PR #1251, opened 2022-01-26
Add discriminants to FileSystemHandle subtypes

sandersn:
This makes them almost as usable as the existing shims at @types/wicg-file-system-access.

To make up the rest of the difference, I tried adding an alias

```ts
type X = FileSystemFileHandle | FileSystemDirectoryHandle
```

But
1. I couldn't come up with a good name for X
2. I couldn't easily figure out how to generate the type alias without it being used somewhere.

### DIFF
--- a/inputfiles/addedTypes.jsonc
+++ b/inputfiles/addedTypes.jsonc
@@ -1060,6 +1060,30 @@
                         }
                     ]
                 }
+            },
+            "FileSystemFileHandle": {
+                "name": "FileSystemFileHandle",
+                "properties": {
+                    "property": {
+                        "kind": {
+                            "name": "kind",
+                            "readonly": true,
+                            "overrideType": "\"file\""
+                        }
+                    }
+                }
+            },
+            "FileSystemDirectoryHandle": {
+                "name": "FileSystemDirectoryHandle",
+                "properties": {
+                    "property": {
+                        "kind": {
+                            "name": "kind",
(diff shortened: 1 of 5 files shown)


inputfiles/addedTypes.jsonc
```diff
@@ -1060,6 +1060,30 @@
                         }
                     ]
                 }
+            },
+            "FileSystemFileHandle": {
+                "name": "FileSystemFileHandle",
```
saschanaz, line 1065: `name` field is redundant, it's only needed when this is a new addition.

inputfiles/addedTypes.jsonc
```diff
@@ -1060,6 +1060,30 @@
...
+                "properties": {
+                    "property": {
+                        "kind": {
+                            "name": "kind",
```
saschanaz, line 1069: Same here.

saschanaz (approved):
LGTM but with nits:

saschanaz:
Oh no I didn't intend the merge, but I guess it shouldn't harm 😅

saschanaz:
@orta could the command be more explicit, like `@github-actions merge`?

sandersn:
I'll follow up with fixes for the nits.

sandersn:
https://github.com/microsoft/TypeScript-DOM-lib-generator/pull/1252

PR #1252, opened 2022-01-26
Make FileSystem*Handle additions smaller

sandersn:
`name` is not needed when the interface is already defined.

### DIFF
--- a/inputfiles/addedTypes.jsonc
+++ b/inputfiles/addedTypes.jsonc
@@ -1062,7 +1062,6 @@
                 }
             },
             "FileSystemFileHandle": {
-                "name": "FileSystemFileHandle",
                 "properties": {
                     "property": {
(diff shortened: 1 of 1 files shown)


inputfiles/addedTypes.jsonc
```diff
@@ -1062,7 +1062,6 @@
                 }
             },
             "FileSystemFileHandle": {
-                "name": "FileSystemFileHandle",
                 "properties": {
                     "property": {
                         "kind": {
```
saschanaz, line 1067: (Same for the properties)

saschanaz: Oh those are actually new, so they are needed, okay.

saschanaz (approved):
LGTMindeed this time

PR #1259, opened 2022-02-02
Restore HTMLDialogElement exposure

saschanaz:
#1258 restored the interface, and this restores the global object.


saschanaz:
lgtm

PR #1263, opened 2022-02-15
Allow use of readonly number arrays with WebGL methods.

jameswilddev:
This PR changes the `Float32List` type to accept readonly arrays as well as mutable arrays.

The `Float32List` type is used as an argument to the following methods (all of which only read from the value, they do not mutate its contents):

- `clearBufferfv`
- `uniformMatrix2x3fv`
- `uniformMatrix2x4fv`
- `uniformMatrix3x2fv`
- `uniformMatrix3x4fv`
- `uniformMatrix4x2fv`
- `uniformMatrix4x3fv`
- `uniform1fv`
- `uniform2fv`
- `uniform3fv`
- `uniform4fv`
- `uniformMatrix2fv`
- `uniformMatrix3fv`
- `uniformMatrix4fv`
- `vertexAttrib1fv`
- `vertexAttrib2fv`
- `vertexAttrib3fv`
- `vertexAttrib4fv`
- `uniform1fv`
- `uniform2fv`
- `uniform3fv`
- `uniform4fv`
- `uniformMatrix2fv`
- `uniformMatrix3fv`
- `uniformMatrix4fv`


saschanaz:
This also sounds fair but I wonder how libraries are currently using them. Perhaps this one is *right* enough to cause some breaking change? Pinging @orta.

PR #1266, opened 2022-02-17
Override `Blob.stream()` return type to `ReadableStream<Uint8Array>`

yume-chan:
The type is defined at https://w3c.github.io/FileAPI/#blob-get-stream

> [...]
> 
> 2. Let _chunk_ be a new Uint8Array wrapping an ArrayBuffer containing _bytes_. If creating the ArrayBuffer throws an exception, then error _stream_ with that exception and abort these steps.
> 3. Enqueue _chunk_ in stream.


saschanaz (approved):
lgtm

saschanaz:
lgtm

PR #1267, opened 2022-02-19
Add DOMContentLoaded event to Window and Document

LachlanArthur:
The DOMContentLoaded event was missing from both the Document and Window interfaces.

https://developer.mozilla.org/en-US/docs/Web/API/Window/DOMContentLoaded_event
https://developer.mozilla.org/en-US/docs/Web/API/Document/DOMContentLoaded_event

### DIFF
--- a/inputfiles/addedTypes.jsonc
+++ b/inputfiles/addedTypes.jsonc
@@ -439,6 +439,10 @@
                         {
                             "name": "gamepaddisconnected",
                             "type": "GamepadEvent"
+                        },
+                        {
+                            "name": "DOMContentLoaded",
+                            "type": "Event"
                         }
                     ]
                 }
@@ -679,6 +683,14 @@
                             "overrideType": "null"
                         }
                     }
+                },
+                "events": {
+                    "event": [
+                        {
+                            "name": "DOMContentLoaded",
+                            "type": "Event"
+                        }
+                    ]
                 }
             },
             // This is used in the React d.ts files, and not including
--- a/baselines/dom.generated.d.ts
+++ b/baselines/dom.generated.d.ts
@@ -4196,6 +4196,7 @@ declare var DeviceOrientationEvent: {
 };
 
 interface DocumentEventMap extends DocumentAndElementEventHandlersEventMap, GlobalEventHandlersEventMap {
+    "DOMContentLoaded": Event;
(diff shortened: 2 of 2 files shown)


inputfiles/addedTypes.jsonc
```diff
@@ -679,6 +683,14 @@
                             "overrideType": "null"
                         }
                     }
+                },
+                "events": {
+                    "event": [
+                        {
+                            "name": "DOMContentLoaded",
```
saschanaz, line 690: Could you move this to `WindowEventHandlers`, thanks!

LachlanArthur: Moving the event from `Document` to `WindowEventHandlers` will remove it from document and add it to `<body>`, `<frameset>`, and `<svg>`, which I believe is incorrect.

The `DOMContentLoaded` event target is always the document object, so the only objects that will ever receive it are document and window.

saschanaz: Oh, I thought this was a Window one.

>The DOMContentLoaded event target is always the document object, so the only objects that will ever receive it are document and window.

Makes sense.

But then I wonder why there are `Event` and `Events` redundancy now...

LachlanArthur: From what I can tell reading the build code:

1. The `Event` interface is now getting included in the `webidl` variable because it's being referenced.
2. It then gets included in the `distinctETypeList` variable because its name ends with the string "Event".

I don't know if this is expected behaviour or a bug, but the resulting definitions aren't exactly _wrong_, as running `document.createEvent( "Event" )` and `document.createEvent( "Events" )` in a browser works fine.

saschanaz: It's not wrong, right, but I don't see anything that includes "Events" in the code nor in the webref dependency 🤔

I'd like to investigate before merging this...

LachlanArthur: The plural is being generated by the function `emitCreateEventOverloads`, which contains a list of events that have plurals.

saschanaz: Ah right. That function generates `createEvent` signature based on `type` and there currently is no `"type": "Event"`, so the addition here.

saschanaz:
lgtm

┄┄┄┄┄┄

- [To do] In the entries, the line containing "saschanaz: It's not" and every line after it through the last are to be duplicated exactly, and no other line is to be included.

- [Exercise response]
saschanaz: It's not wrong, right, but I don't see anything that includes "Events" in the code nor in the webref dependency 🤔

I'd like to investigate before merging this...

LachlanArthur: The plural is being generated by the function `emitCreateEventOverloads`, which contains a list of events that have plurals.

saschanaz: Ah right. That function generates `createEvent` signature based on `type` and there currently is no `"type": "Event"`, so the addition here.

saschanaz:
lgtm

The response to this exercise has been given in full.